Content

Welcome to the CJU website » LOG IN

Details

Bipolar energy in the treatment of benign prostatic hyperplasia: a current systematic review of the literature
Oct  2015 (Vol.  22, Issue  51, Pages( 30 - 44)
PMID: 26497342

Abstract

Text-Size + 

  • INTRODUCTION:

    For decades, the monopolar transurethral resection of the prostate has been established as the minimally invasive surgical treatment for patients with benign prostatic hyperplasia (BPH). In recent years, new technologies and devices emerged to reduce the morbidity and improve outcomes for this treatment approach. Bipolar energy introduced the use of saline irrigation and laser technology increased the urological armamentarium to treat BPH. We performed a systematic review of the literature regarding bipolar technology for the treatment of BPH.

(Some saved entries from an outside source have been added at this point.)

Issue #6823, opened 2026-08-20
DatabaseSessionService: session row persists in storage without its user_state row ("User state missing" on later append_event)


hungubqn0310:
## Describe the bug

Under real production traffic, a small but persistent fraction of sessions end up with a row in the `sessions` table but **no** corresponding row in `user_states` for that `(app_name, user_id)`. `create_session()` is supposed to create both atomically in one transaction, so this should not be possible — but it is happening continuously in production.

The symptom surfaces later, whenever anything calls `append_event()` on that session to apply a state update: `DatabaseSessionService` correctly raises, per `_select_required_state()`:

```
ValueError: User state missing for app_name='mmvn_b2c_agent', user_id='<id>'. Session state tables should be initialized by create_session.
```

...but by that point the session has already been silently created without its user_state row, so **every future state update for that user fails permanently** until the row is manually backfilled.

## Environment

- `google-adk` version: **2.3.0** (checked latest is 2.7.0; CHANGELOG 2.4.0–2.7.0 reviewed, no entry appears related)
- Database: PostgreSQL 16 (via `asyncpg`)
- Deployment: FastAPI via `get_fast_api_app(..., auto_create_session=False)`, uvicorn, Docker
- Session creation goes exclusively through ADK's REST endpoints — no app code touches `StorageUserState` directly.

## Evidence from production

```sql
SELECT count(DISTINCT s.user_id) FROM sessions s LEFT JOIN user_states us ON us.app_name=s.app_name AND us.user_id=s.user_id WHERE us.user_id IS NULL;
-- 2665 (of 19529 users = 13.6%)
```

Ongoing since 2025-10-30 through 2026-08-19, ~5-10/day. Reproduces on staging too (7/30 users).

## What I've ruled out

- Collation/index corruption (forced seq scan still 0 rows)
- DB migration gap (legacy DB also missing these rows)
- App code deleting rows (full repo grep, nothing)
- Stale library bug (both envs on 2.3.0, SAVEPOINT logic looks correct on read)

## Reproduction attempts (inconclusive)

1. 8x concurrent POST same session_id: 1 wins (200, consistent), 7 get raw HTTP 500 (see related bug), no orphan ever.
2. 8x concurrent POST same user, distinct session_ids: all succeed, 1 user_state row, no orphan.
3. Raw-socket abrupt disconnect (40x): 0 orphans — local request completes faster than ASGI can detect disconnect and cancel.

[...]

PR #6843, opened 2026-08-21
fix(sessions): raise AlreadyExistsError on concurrent create_session races

hungubqn0310:

- Related: #6823

**Problem:**
`DatabaseSessionService.create_session()`'s up-front existence check
(`has_user_provided_id and await sql_session.get(...)`) is not atomic with
the `INSERT` that follows it. Two concurrent callers using the same
caller-provided `(app_name, user_id, session_id)` can both pass the check
and then race the same insert. The loser gets a raw, unhandled
`IntegrityError` / `UniqueViolationError` instead of the documented
`AlreadyExistsError`.

**Solution:**
Wrap the `sql_session.flush()` around the session insert in
`try/except IntegrityError`, raising `AlreadyExistsError` — the same
pattern `_get_or_create_state` already uses (via a SAVEPOINT) for the
analogous `app_state`/`user_state` race.

This does **not** address the separate orphaned `user_state` row issue also
reported in #6823. `_rollback_on_exception_session` rolls back the whole
transaction on any exception (including the `AlreadyExistsError` raised
here), so this particular race shouldn't be able to leave a row behind on
its own — it only replaces a confusing raw `IntegrityError` with a clean,
documented error. The orphan issue needs more data to root-cause.

### Testing Plan

**Unit Tests:**

Added `test_create_session_concurrent_same_id_raises_already_exists_error`
in `tests/unittests/sessions/test_session_service.py`: two concurrent
`create_session()` calls for the same caller-provided `session_id` (after
pre-warming `app_state`/`user_state` with an unrelated session, to isolate
this race from the separate, already-guarded `_get_or_create_state` race).
Asserts exactly one caller succeeds and the other raises `AlreadyExistsError`,
and that exactly one session row survives.

```
$ pytest tests/unittests/sessions/test_session_service.py -q
399 passed, 2 xfailed in 11.01s

$ pytest ./tests/unittests -q
12619 passed, 88 skipped, 33 xfailed, 1 xpassed, 2 failed in 292.16s
```
The 2 failures (`test_import_loading.py::test_entry_point_loads_only_allowlisted_packages[agent|runner]`)
are pre-existing and unrelated (an `httpx2` eager-import allowlist check) —
reproduced identically on `main` without this change.

Additionally reproduced and verified the race outside the unit test, against
two real backends, before writing the fix into the codebase:

- **sqlite+aiosqlite** — 5/5 trials without the patch raised a raw
  `sqlite3.IntegrityError: UNIQUE constraint failed: sessions.app_name, sessions.user_id, sessions.id`.
- **Postgres 17 + asyncpg** (disposable local container) — 4/5 trials without
  the patch raised `sqlalchemy.dialects.postgresql.asyncpg.IntegrityError`
  wrapping `asyncpg.exceptions.UniqueViolationError: duplicate key value
  violates unique constraint "sessions_pkey"` (the 5th trial's slower
  coroutine legitimately hit the existing early-exists check before reaching
  the insert).

With the patch applied, 5/5 trials on both backends raised a clean
`AlreadyExistsError` instead, with exactly one session surviving each time.

### Checklist

- [x] I have manually tested my changes end-to-end (see above).

### Additional context

Pinned versions in the project where this was first observed (from `uv.lock`):
`google-adk==2.3.0`, `asyncpg==0.31.0`, `sqlalchemy==2.0.44`.

### DIFF
--- a/src/google/adk/sessions/database_session_service.py
+++ b/src/google/adk/sessions/database_session_service.py
@@ -639,7 +639,18 @@ class DatabaseSessionService(BaseSessionService):
           storage_app_state.state, storage_user_state.state, session_state
       )
       # Call to_session before commit to avoid post-commit lazy-load.
-      await sql_session.flush()
+      try:
+        await sql_session.flush()
+      except IntegrityError:
+        # A concurrent caller won the race on this (app_name, user_id,
+        # session_id) primary key: the has_user_provided_id check above is
+        # not atomic with this insert, so two callers can both pass it and
+        # then race the same insert. Same failure mode _get_or_create_state
+        # guards against for app_state/user_state; surface the same clean
+        # error here instead of letting the raw IntegrityError propagate.
+        raise AlreadyExistsError(
+            f"Session with id {session_id} already exists."
+        )
       session = storage_session.to_session(
           state=merged_state, is_sqlite=is_sqlite, is_postgresql=is_postgresql
       )
--- a/tests/unittests/sessions/test_session_service.py
+++ b/tests/unittests/sessions/test_session_service.py
@@ -1191,6 +1191,66 @@ async def test_create_session_with_existing_id_raises_error(session_service):
 
 
 @pytest.mark.asyncio
+async def test_create_session_concurrent_same_id_raises_already_exists_error(
+    tmp_path,
+):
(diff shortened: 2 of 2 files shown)


hungubqn0310:
recheck

PR #6845, opened 2026-08-21
fix: preserve Annotated metadata in function tool declarations and arg conversion

MarlzRana:

**Problem:**

When the `JSON_SCHEMA_FOR_FUNC_DECL` feature is enabled, `typing.Annotated` metadata was silently dropped in two places:

1. **Declaration builder.** `_function_tool_declarations._get_function_fields` called `get_type_hints()` without `include_extras=True`, so `Annotated[T, Field(description=..., ge=1)]` was unwrapped to a bare `T` before Pydantic's `create_model` saw it. Every description and constraint an author attached via `Annotated` was missing from the schema shown to the model. The legacy builder never had this problem, so this was a regression between the two paths.

2. **Argument conversion.** `FunctionTool._preprocess_args` resolves parameter types with `get_type_hints()`, which strips `Annotated` for free. But when `get_type_hints()` cannot resolve a signature (an unresolvable forward reference anywhere in it — e.g. a `TYPE_CHECKING`-only import or a recursive type alias), it raises and the code falls back to the raw `param.annotation`, which is still `Annotated`-wrapped. None of the conversion branches recognised the wrapper, so JSON dicts from the model reached the function body unconverted (later `AttributeError`).

**Solution:**

- Pass `include_extras=True` to `get_type_hints()` in the JSON-schema declaration builder (parameter and forward-ref return paths), so `Annotated` metadata reaches the generated schema — matching the legacy builder.
- Unwrap `Annotated` in `_preprocess_args`, both at the top level and per union member (`Optional[Annotated[T, ...]]` hides the wrapper inside the union), so dict-to-model conversion works on the fallback path too.

### Testing Plan

**Unit Tests:**

Added 16 tests across three existing files:

- `test_function_tool_declarations.py` — `Annotated` metadata (descriptions, constraints, defaults, optional models, nested lists, return type) reaches the JSON schema.
- `test_build_function_declaration.py` — parity pair asserting the legacy and JSON-schema builders both preserve `Annotated` metadata.
- `test_function_tool_pydantic.py` — `_preprocess_args` conversion on both the resolved and the `get_type_hints`-fallback paths, plus an end-to-end `run_async` case.

Each fix was verified by reverting it and confirming the corresponding tests fail (the e2e test fails with `AttributeError: 'dict' object has no attribute 'name'`, the real symptom).

```
$ pytest tests/unittests/tools/test_function_tool_declarations.py \
         tests/unittests/tools/test_build_function_declaration.py \
         tests/unittests/tools/test_function_tool_pydantic.py \
         tests/unittests/tools/test_function_tool.py \
         tests/unittests/tools/test_function_tool_with_import_annotations.py
162 passed, 2 warnings
```

Not applicable — the behaviour is fully exercised by the unit tests, including an end-to-end `run_async` invocation that asserts the wrapped function receives a real Pydantic model instance rather than a dict.

### Checklist

### DIFF
--- a/src/google/adk/tools/_function_tool_declarations.py
+++ b/src/google/adk/tools/_function_tool_declarations.py
@@ -63,7 +63,7 @@ def _get_function_fields(
 
   # Get type hints with forward reference resolution
   try:
-    type_hints = get_type_hints(func)
+    type_hints = get_type_hints(func, include_extras=True)
   except TypeError:
     # Can happen with mock objects or complex annotations
     type_hints = {}
@@ -160,7 +160,7 @@ def _build_response_json_schema(
   # Handle string annotations (forward references)
   if isinstance(return_annotation, str):
     try:
-      type_hints = get_type_hints(func)
+      type_hints = get_type_hints(func, include_extras=True)
       return_annotation = type_hints.get('return', return_annotation)
     except TypeError:
       pass
--- a/src/google/adk/tools/function_tool.py
+++ b/src/google/adk/tools/function_tool.py
@@ -20,6 +20,7 @@ import functools
 import inspect
 import logging
 from types import UnionType
+from typing import Annotated
 from typing import Any
 from typing import Awaitable
 from typing import Callable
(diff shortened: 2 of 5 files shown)


MarlzRana:
I will re-open this later after a bit more polish.

PR #6859, opened 2026-08-22
fix(a2a) warn when session state is dropped

### LINKED ISSUE #6854: Session state does not cross a RemoteA2aAgent boundary in either direction, silently
### Summary

Session state does not cross a `RemoteA2aAgent` boundary **in either direction**, and nothing in
the API surface, logs, or docs indicates it. Because the same agent graph works correctly
in-process, this is invisible to unit tests, integration tests and CI, and only appears once an
agent is actually deployed behind A2A.

We hit it twice, in opposite directions, in a `SequentialAgent` pipeline that ran fine locally for
weeks.

### Environment

- `google-adk==2.7.1`, `a2a-sdk==1.1.2`, Python 3.12
- Orchestrator is a `SequentialAgent` on Agent Engine; two peers are `RemoteA2aAgent`s backed by
  Cloud Run services

### Direction 1 — `output_key` on a remote agent never reaches the caller

```python
# runs in the worker process
auditor = LlmAgent(name="auditor", output_schema=Report, output_key="findings", ...)

# runs in the orchestrator
class NextStep(BaseAgent):
    async def _run_async_impl(self, ctx):
        report = ctx.session.state.get("findings")   # populated in-process, always None over A2A
```

`output_key` writes into the session of the agent that *declares* it. In-process the declaring
agent and the reading agent share one session, so this works. Over A2A the worker has its own
session and that state never returns to the caller.

### Direction 2 — a caller-side `state_delta` never reaches the remote agent

```python
class PolicyStep(BaseAgent):
    async def _run_async_impl(self, ctx):
        yield Event(author=self.name, invocation_id=ctx.invocation_id,
                    actions=EventActions(state_delta={"routing": routing}))   # no content

# next in the SequentialAgent
RemoteA2aAgent(name="notifier", ...)   # never sees "routing"
```

`RemoteA2aAgent._construct_message_parts_from_session` builds the outgoing message from
`event.content.parts` and skips events whose `content` is `None`. A state-only event therefore
contributes nothing to the A2A request, and the remote agent receives the *previous* content
event instead — in our case an earlier agent's output, which looked plausible and was silently
acted upon.

### Why this is worth a warning rather than only a doc note

The failure is silent, and the two directions fail differently:

- Direction 1 raises, if you happen to have a downstream check. If you don't, an `LlmAgent`
  reading the missing key will often invent plausible content instead.
- Direction 2 does not raise at all. The remote agent gets *some* content and proceeds.

Because in-process runs and A2A runs are described as the same composition with a different
transport, the natural assumption is that the hand-off is also the same. Our test suite has 100%
statement and branch coverage and could not have caught either one — the state key is populated in
exactly the topology tests run in.

### Suggested remedies, in the order we'd value them

1. **Warn when a `SequentialAgent` contains a `RemoteA2aAgent` and a sibling declares `output_key`**
   — the combination is almost always a mistake, and it is statically detectable at construction.
2. **Warn (or debug-log) when an event with a non-empty `state_delta` and no `content` is the last
   event before a `RemoteA2aAgent` runs**, since that state is about to be dropped.
3. **Document the boundary explicitly** in the A2A guide: state is per-session, sessions are
   per-agent across A2A, and only event content crosses.
4. Optionally, an opt-in `forward_state=` / `state_keys=` on `RemoteA2aAgent` for callers who want
   specific keys serialized into the request.

We worked around it by having the caller read the remote agent's reply from session events
(sound in our case only because `output_schema` makes that reply validated JSON rather than
prose), and by emitting the hand-off as event content rather than as `state_delta`. Both are fine
once you know; the cost was entirely in not knowing.

Happy to open a PR for (1) and (3) if that's a direction you'd take.

sylvesterkaczmarek:

- Closes #6854

**Problem**

Session state is local to each side of a `RemoteA2aAgent` boundary, but state loss was silent. A caller state-only event contributes no A2A parts, so the peer receives older content. Remote state deltas are intentionally rejected because a peer must not mutate caller state, but that rejection was only debug-logged.

**Solution**

- Warn before an outbound state-only hand-off is dropped.
- Warn when an inbound remote state delta is rejected.
- Document the boundary in the API docstring and task-mode guide.
- Document safe alternatives: send peer inputs as content and return caller-visible values as content or task output.

This preserves the security boundary while making both loss directions visible.

### Testing Plan

- [x] Added regression tests.
- [x] Relevant tests pass.

`pytest tests/unittests/agents/test_remote_a2a_agent.py tests/unittests/a2a/converters/test_to_adk.py -q --disable-warnings`

`262 passed in 2.56s`

Both warning directions are covered and unsafe state mutation remains blocked.

All applicable pre-commit hooks passed.

**Manual E2E**

Not run against deployed A2A services. The tests exercise the exact request-history and inbound-metadata boundaries.

### Checklist

- [x] I have read the CONTRIBUTING document.
- [x] I have self-reviewed this change.
- [x] I have added regression tests.
- [x] Relevant tests pass locally.
- [ ] I have tested against deployed A2A services.
- [x] This change has no downstream dependencies.

### Additional context

State forwarding remains out of scope because applying peer-controlled state would cross the existing trust boundary.

### DIFF
--- a/docs/guides/agents/remote_a2a_agent/task.md
+++ b/docs/guides/agents/remote_a2a_agent/task.md
@@ -196,6 +196,21 @@ behavior:
 
 ## Limitations
 
+### Session state boundary
+
+The caller and remote agent use separate sessions. Session state and
+`EventActions.state_delta` do not cross the A2A boundary in either direction:
+
+- `output_key` on the remote agent writes only to the remote server's session.
+- A caller-side state-only event has no content to include in the A2A request.
+- A state delta supplied by a remote peer is not applied to the caller's
+  session, because peers are not allowed to mutate caller state.
+
+Pass values required by the remote agent in event content. Return values needed
+by the caller as response content or, in task mode, as `finish_task` output.
+ADK logs a warning when it is about to drop a state-only hand-off or receives a
+remote state delta.
+
 -   **Workflow Graphs Not Supported**: `RemoteA2aAgent` in task mode
     (`mode="task"`) cannot be used as a node in ADK `Workflow` graphs. It is
     exclusively designed for sub-agent delegation under a parent coordinator
--- a/src/google/adk/a2a/converters/to_adk_event.py
+++ b/src/google/adk/a2a/converters/to_adk_event.py
@@ -321,10 +321,21 @@ def _extract_event_actions(metadata: Any) -> EventActions:
       for key, value in parsed_actions.items()
       if key in _PEER_SETTABLE_ACTION_FIELDS
   }
-  if len(peer_actions) != len(parsed_actions):
+  dropped_fields = set(parsed_actions) - set(peer_actions)
+  state_delta_alias = EventActions.model_fields["state_delta"].alias
+  state_delta_fields = {"state_delta"}
+  if state_delta_alias:
+    state_delta_fields.add(state_delta_alias)
+  if dropped_fields & state_delta_fields:
+    logger.warning(
+        "Ignoring a session state delta from a remote A2A peer. Session state"
+        " is local to each agent; return values needed by the caller as event"
+        " content or task output instead."
+    )
+  if dropped_fields:
     logger.debug(
         "Dropping ADK actions metadata fields that a peer may not set: %s",
-        sorted(set(parsed_actions) - set(peer_actions)),
+        sorted(dropped_fields),
     )
 
   try:
--- a/src/google/adk/agents/remote_a2a_agent.py
+++ b/src/google/adk/agents/remote_a2a_agent.py
@@ -638,7 +638,6 @@ class RemoteA2aAgent(BaseAgent):
   The agent handles:
   - Agent card resolution and validation
   - HTTP client management with proper resource cleanup
-  - A2A message conversion and error handling
   - Session state management across requests
   """
 
@@ -927,7 +926,7 @@ class RemoteA2aAgent(BaseAgent):
 
       with path.open("r", encoding="utf-8") as f:
         agent_json_data = json.load(f)
-      return _compat.parse_agent_card(agent_json_data)
+        return _compat.parse_agent_card(agent_json_data)
     except json.JSONDecodeError as e:
       raise AgentCardResolutionError(
           f"Invalid JSON in agent card file {file_path}: {e}"
--- a/src/google/adk/agents/remote_a2a_agent.py
+++ b/src/google/adk/agents/remote_a2a_agent.py
@@ -625,6 +625,11 @@ def _build_auth_interceptors(
 class RemoteA2aAgent(BaseAgent):
   """Agent that communicates with a remote A2A agent via A2A client.
 
+  Session state is local to each side of an A2A boundary. Only event content is
+  included in requests, and state deltas from a remote peer are not applied to
+  the caller's session. Put values needed by the peer in event content and
+  return values needed by the caller as content or task output.
+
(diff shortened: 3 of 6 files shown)


iarjunganesh:
Thanks for addressing the runtime boundary here. I traced the converter path and
confirmed that the inbound warning covers a remote `LlmAgent(output_key=...)`:
the remote event's `stateDelta` is serialized into artifact metadata and then
rejected by the caller converter with the new warning.

I opened #6862 for the complementary caller-side construction hazard: a local
`LlmAgent(output_key=...)` immediately followed by `RemoteA2aAgent`. That event
also contains content, so the state-only outbound warning in this PR does not
fire even though the associated session key is unavailable remotely. #6862 is
limited to that detectable ordering and touches separate files.

One review point for this PR: `_construct_message_parts_from_session()` checks
`ctx.session.events[-1]` before task-scope filtering. In task mode, that event
can be outside the current isolation scope, which could warn for an event that
is not part of the actual hand-off. Would it be safer to inspect the last
applicable event after `events_to_process` is built?

It may also be useful to add a round-trip regression test that starts with an
ADK event containing an `output_key` state delta, converts it to an A2A
artifact, and verifies that the caller emits the warning while preserving the
response content. That would directly lock down Direction 1 from #6854.

sylvesterkaczmarek:
> Thanks for addressing the runtime boundary here. I traced the converter path and confirmed that the inbound warning covers a remote `LlmAgent(output_key=...)`: the remote event's `stateDelta` is serialized into artifact metadata and then rejected by the caller converter with the new warning.
> 
> I opened #6862 for the complementary caller-side construction hazard: a local `LlmAgent(output_key=...)` immediately followed by `RemoteA2aAgent`. That event also contains content, so the state-only outbound warning in this PR does not fire even though the associated session key is unavailable remotely. #6862 is limited to that detectable ordering and touches separate files.
> 
> One review point for this PR: `_construct_message_parts_from_session()` checks `ctx.session.events[-1]` before task-scope filtering. In task mode, that event can be outside the current isolation scope, which could warn for an event that is not part of the actual hand-off. Would it be safer to inspect the last applicable event after `events_to_process` is built?
> 
> It may also be useful to add a round-trip regression test that starts with an ADK event containing an `output_key` state delta, converts it to an A2A artifact, and verifies that the caller emits the warning while preserving the response content. That would directly lock down Direction 1 from #6854.


Hi @iarjunganesh thanks a lot for addressing the runtime boundary here. So, I traced the converter path and confirmed that the inbound warning covers a remote `LlmAgent(output_key=...)`: the remote event's `stateDelta` is serialized into artifact metadata and then rejected by the caller converter with the new warning.

I opened #6862 for the complementary caller-side construction hazard: a local `LlmAgent(output_key=...)` immediately followed by `RemoteA2aAgent`. That event also contains content, so the state-only outbound warning in this PR does not fire even though the associated session key is unavailable remotely. #6862 is limited to that detectable ordering and touches separate files.

One review point for this PR: `_construct_message_parts_from_session()` checks `ctx.session.events[-1]` before task-scope filtering. In task mode, that event can be outside the current isolation scope, which could warn for an event that is not part of the actual hand-off. Would it be safer to inspect the last applicable event after `events_to_process` is built?

It may also be useful to add a round-trip regression test that starts with an ADK event containing an `output_key` state delta, converts it to an A2A artifact, and verifies that the caller emits the warning while preserving the response content. That would directly lock down Direction 1 from #6854.

PR #6862, opened 2026-08-22
fix(a2a): warn when output_key cannot reach remote session

iarjunganesh:

- Related: #6854
- Complements: #6859

**Problem:**

When an `LlmAgent` with `output_key` immediately precedes a
`RemoteA2aAgent` in a `SequentialAgent`, the generated content crosses A2A but
the associated session-state key does not. Because the event also has content,
the state-only outbound warning proposed in #6859 does not cover this hand-off.

**Solution:**

Warn at `SequentialAgent` construction for that specific adjacent ordering.
The check detects an already-loaded `RemoteA2aAgent` without importing it, so
ordinary `SequentialAgent` users do not acquire a dependency on the optional
A2A SDK.

### Testing Plan

**Unit Tests:**

- [x] Added positive coverage for `LlmAgent(output_key)` immediately followed
  by `RemoteA2aAgent`.
- [x] Added negative coverage for reversed ordering, a remote hand-off without
  `output_key`, and an entirely local hand-off.
- [x] `pytest tests/unittests/agents/test_sequential_agent.py -q`
  (`10 passed` on Python 3.12).
- [x] Strict mypy passed for `sequential_agent.py`.
- [x] `pyink`, `isort`, `ruff`, ADK compliance checks, and `codespell` passed
  for both changed files.
- [x] Verified in an isolated Python 3.12 environment without `a2a-sdk` that
  importing and constructing a local `SequentialAgent` still works.

Not run. This change is a deterministic construction-time warning and does not
alter execution or transport behavior.

### Checklist

- [x] I have read the `CONTRIBUTING.md` document.
- [x] I have commented the optional-dependency-sensitive code.
- [x] I have added tests that prove the warning and no-warning paths.
- [x] New and existing tests in the affected unit pass locally.
- [ ] I have manually tested the change end-to-end.
- [x] This change has no downstream dependencies.

### Additional context

This is intentionally separate from #6859: that PR covers state-only outbound
events and state deltas received from a remote peer. This PR covers a
caller-side `output_key` event that also contains content, so it is neither a
duplicate nor dependent on #6859.

### DIFF
--- a/src/google/adk/agents/sequential_agent.py
+++ b/src/google/adk/agents/sequential_agent.py
@@ -18,10 +18,12 @@ from __future__ import annotations
 
 import inspect
 import logging
+import sys
 from typing import AsyncGenerator
 from typing import ClassVar
 from typing import Type
 
+from pydantic import model_validator
 from typing_extensions import deprecated
 from typing_extensions import override
 
@@ -41,6 +43,13 @@ from .readonly_context import ReadonlyContext
 from .sequential_agent_config import SequentialAgentConfig
 
 logger = logging.getLogger('google_adk.' + __name__)
+
+
+def _is_remote_a2a_agent(agent: BaseAgent) -> bool:
+  """Checks the agent type without importing the optional A2A dependency."""
+  remote_module = sys.modules.get('google.adk.agents.remote_a2a_agent')
+  remote_type = getattr(remote_module, 'RemoteA2aAgent', None)
+  return remote_type is not None and isinstance(agent, remote_type)
 
 
 def _tool_name(tool: ToolUnion) -> str | None:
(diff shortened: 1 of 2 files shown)


DeanChensj:
Hi @ALDRIN121,

Thank you for putting together this PR and for the detailed description and test coverage.

After reviewing the approach, we've decided not to merge this change into `SequentialAgent`, for a few key reasons:

1. **`SequentialAgent` is deprecated**: `SequentialAgent` is deprecated in favor of `Workflow`, and we want to avoid introducing new domain-specific validations or tight couplings (such as referencing `RemoteA2aAgent`) into deprecated legacy components.
2. **Boundary concerns belong in the transport layer**: The session state boundary across A2A is a general transport property rather than an issue specific to `SequentialAgent`. It applies equally to `Workflow`, custom agents, and standalone runs. This is already being addressed centrally at the `RemoteA2aAgent` converter and documentation layer in #6859.
3. **Import order dependency**: The `sys.modules.get` reflection check is sensitive to module import order and would silently skip validation if `RemoteA2aAgent` is imported lazily or aliased.

Given this, we recommend closing this PR in favor of #6859.

On a related note, we'd love to learn more about your use case: **is there a specific reason or blocker that prevented you from using `Workflow` instead of `SequentialAgent`?** (e.g., missing features, ergonomics, or compatibility issues with `RemoteA2aAgent` in `Workflow`). Any feedback here would be very helpful for guiding our workflow orchestration improvements.

Thanks again for contributing!

PR #6867, opened 2026-08-23
fix(litellm): survive malformed JSON in tool call arguments

### LINKED ISSUE #5896: [LiteLlm] JSONDecodeError on malformed tool_call.function.arguments still crashes invocation at v2.0.0 (regression of #5008)

adnanahamed66772ndpc:

- Closes: #5896

**Problem:**

When the upstream model returns malformed JSON in `tool_call.function.arguments` (truncated strings, unclosed objects, partial streams committed to the message), `_message_to_generate_content_response` raised `json.JSONDecodeError`. The exception propagated out of LiteLLM response parsing — upstream of any tool or callback boundary — so the entire invocation aborted with a generic streaming error and no information about the malformed tool call. This is a regression of #5008, still present at `v2.0.0`.

**Solution:**

Parse tool call arguments defensively inside `_message_to_generate_content_response`: on `json.JSONDecodeError`, log a warning carrying the tool call id, function name and parse error, then fall back to empty args on the function-call part. Downstream tool dispatch then surfaces a structured argument mismatch back to the model, which can retry with corrected JSON — the agent loop survives.

Strict parsing is preserved in `_parse_tool_call_arguments` itself because the streaming path (`_finalize_tool_call_response`) relies on it to detect arguments truncated by `finish_reason == "length"` and report a dedicated MAX_TOKENS error response; only the final conversion step now recovers instead of crashing.

### Testing Plan

**Unit Tests:**

- Added `test_message_to_generate_content_response_tool_call_with_malformed_json_arguments`: truncated arguments produce a function-call part with empty args while preserving name and id.
- Added `test_message_to_generate_content_response_tool_call_malformed_json_warns`: the recovery emits a warning-level record.
- Full model suite: `pytest tests/unittests/models/test_litellm.py` → **395 passed**, including the existing Python-literal and unquoted-key repair tests which confirm no behavior change for valid inputs.
- Reproduced the exact crash from #5896 before the fix (JSONDecodeError propagating out of `_message_to_generate_content_response`) and verified it no longer reproduces after the fix.
- `pre-commit run --files` (ruff, isort, pyink, addlicense, compliance checks) and `mypy src/google/adk/models/lite_llm.py` all pass.

Not applicable — the fix is covered by unit tests that construct the LiteLLM message directly, exactly matching the minimal reproduction from the issue. No network or provider credentials are required.


GWeale:
fixed on main in 75d84b11. a call whose arguments won't parse is dropped now, and the response carries a malformed_function_call finish reason. the branch conflicts, and it isn't in 2.8.0. open a new issue if you see anything like this again.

    MATERIALS AND METHODS:

    A MEDLINE database search using the PRISMA methodology. Selected literature was restricted to articles published in English and published between 2005 and 2015. Articles regarding techniques using bipolar energy were included, while manuscripts that used a different technique, hybrid techniques, or techniques other than bipolar resection, bipolar vaporization, and bipolar enucleation were excluded.

    RESULTS:

    The use of bipolar energy in the endoscopic treatment of BPH presented a significant reduction in operative time, perioperative complications, shorter catheterization time, reduced number of blood products transfused, and shorter hospital stay compared to standard techniques. Postoperative outcomes showed that bipolar energy was safe and offered significant outcome improvement when compared to traditional monopolar transurethral resection of the prostate (TURP).

    CONCLUSION:

    The use of bipolar energy in the surgical treatment of patients with BPH is safe and is associated with improvements in perioperative outcomes. Short and mid-term functional outcomes are comparable to standard techniques, but long term functional outcomes need better clinical evaluation.